In short, the survey found that state approaches to CTE funding varies in emphasis and complexity, and no single approach will meet the needs of every state. The study also called for more research to better understand what impact, if any, the each of the state funding approaches has on program and student outcomes.

Financing Secondary and Postsecondary CTE

State financing approaches broke down into three main categories: foundational funding only, funding for area CTE centers and categorical funding.

Foundational Funding Only – All states distribute basic state aid to finance secondary education programming using a variety of formulas. In this approach, local administrators decide how to distribute funds across instructional priorities, including CTE. Nine respondents indicated they rely exclusively on foundational funding. At community or technical colleges, 30 states reported distributing funds to postsecondary institutions through block grants and not distinguishing funding for CTE.

Funding for Area CTE Centers – Through this method, funds are dedicated to support programming at area CTE centers that deliver CTE services to part-time students. Centralizing CTE programs can be a cost-effective strategy. Seven states reported having separate state funding for these centers at the secondary level and sometimes use a categorical funding approach to distribute funds.

Categorical Funding – This approach dedicates funding to support career-related instructional services and typically targets state funding for the exclusive use of CTE programming. In fact, 37 states earmarked state funds for secondary CTE using one of the following formulas: student-based (21 states), cost-based (7 states) and/or unit-based (9 states). At the postsecondary level, seven states indicated providing categorical funding, while most opted to allocate funding through basic state aid.

Performance-based Funding

Just seven states use performance-based formulas to allocate secondary CTE funds by tying funding to performance measures such as placement of CTE students into postsecondary education or employment, attainment of industry-recognized credentials or CTE completion rates.

For federal Perkins dollars, two states (Texas and South Carolina) do this for secondary CTE. Five states (Arizona, Florida, Kansas, Missouri and West Virginia) indicated using this formula to allocate state CTE funds on the secondary level.

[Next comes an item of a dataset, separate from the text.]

PR #766, opened 2026-05-27
Implement SQLAlchemy reflection for the cc_sqlalchemy dialect

coby-astsec:
## Summary

`cc_sqlalchemy` doesn't implement SQLAlchemy reflection — `MetaData.reflect()` and `Inspector.get_multi_columns()` raise `NotImplementedError` on any CH database. This breaks tools like `sqlacodegen` or other tools which introspect schema.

At the postsecondary level, four states (Arkansas, Georgia, Minnesota and North Dakota) reported using this approach with state funding, while none reported doing this with Perkins funds.

For the vast majority of states that do not use performance-based funding, the most common reason was a lack of understanding from state leaders. Almost half of states expressed an interest in adopting this approach to allocate a portion of their Perkins funds; however, training would be necessary if required by legislation.